In just two weeks’ time, the lab already has in excess of 15 occupants, including post-doctoral researcher Gareth Izon and PhD student Colin Mettam, who are working with the PIs on a NERC-funded project to unravel the interplay between biological forcing and atmospheric chemistry recorded in 2.5 billion year old sediments from South Africa and Western Australia.

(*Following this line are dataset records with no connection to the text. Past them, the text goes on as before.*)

Issue #1355, opened 2019-01-28
test_mc.sh generates tons of mismatches


david942j:
There's a file `suite/test_mc.sh` can be used for testing if Capstone's output is same as llvm-mc's.
However, tons of mismatches are generated when I run `test_mc.sh` on master branch.
Some of the differences are tolerable, e.g. the signed v.s. unsigned immediate value:
```
Mismatch: 0x4c,0xf1,0xaa,0x28 = adc r8, r12, #2852170240
        MC = adc r8, r12, #0xaa00aa00
        CS = adc r8, r12, #-0x55ff5600
Mismatch: 0x47,0xf1,0xa5,0x39 = adc r9, r7, #2779096485
        MC = adc r9, r7, #0xa5a5a5a5
        CS = adc r9, r7, #-0x5a5a5a5b
Mismatch: 0x43,0xf1,0x07,0x45 = adc r5, r3, #2264924160
        MC = adc r5, r3, #0x87000000
        CS = adc r5, r3, #-0x79000000
```
This behavior is also mentioned in another pr's discussion: https://github.com/aquynh/capstone/pull/1303#discussion_r241695962

While some suites have (seems) harmful outputs:
```
# MC/ARM/thumb2-branches.s.cs
Mismatch: 0xff,0xe3 = b #2046
        MC = b #0x7fe
        CS = b #0x802
Mismatch: 0x00,0xf0,0x00,0xbc = b.w #2048
        MC = b.w #0x800
        CS = b.w #0x804
Mismatch: 0x66,0xf6,0x30,0xbc = b.w #-1677216
        MC = b.w #-0x1997a0
        CS = b.w #4293290084
Mismatch: 0x99,0xf1,0xcf,0xbb = b.w #1677214
        MC = b.w #0x19979e
        CS = b.w #0x1997a2
```

I know that `test_mc.sh` is currently not run on travis CI. Does this mean `test_mc.sh` is not suppose to pass, or we should include it to CI and fix Capstone to pass these tests?
(Or, maybe the output of llvm-mc is wrong, we should choose another project (such as objdump) for testing?)

HarDToBelieve:
I have already started to build some test-suites in C by using Cmocka, and I will PR as soon as possible

aquynh:
@david942j i believe that Capstone is doing correctly with Arm/Thumb branch to IMM target (that it shows the absolute address), and LLVM is doing differently. so you have any doubt, please confirm with other disasembler, like objdump or IDA.

[...]

PR #1378, opened 2019-02-14
Integrate into travis cli

HarDToBelieve:


david942j:
#1355 can be closed after this pr being merged

aquynh:
merged, thanks for this amazing work!

aquynh:
> #1355 can be closed after this pr being merged

that test-mc.sh is a bit different: it compares our output with LLVM, but actually LLVM is "wrong" on many cases. while cstest is to check with our verified output, and make sure we dont regress (with issues.cs)

but we can close that #1355 if there is no longer mismatch.

david942j:
But if we don't expect Capstone to match llvm's output (currently), the issue can be closed since the mismatching is expected.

It is also supporting a host of undergraduate researchers starting dissertation projects and summer internships on a wide range of cross-disciplinary projects, including:
- geochemistry of Mars analog soils from the Atacama desert (Chile),
- sulfur cycling in Earth’s oldest well-preserved microbial mats,
- nutrient cycling in redox-stratified Lake Kinnert (Israel), and
- paleoenvironmental characterization of the world’s first phosphorite deposits (http://univstandrews-research.blogspot.co.uk/2014/05/two-billion-year-old-microbial.html). Exciting stuff!
Nicolette Meyer (Geology undergraduate) distilling sulfur
from 2.6 billion-year-old pyritized microbial matsGareth Izon (right) solving the mysteries of the Neoarchean
atmosphere and Mark Claire (left) extracting atmospheric salts in
soils from the driest place on Earth (the Atacama Desert)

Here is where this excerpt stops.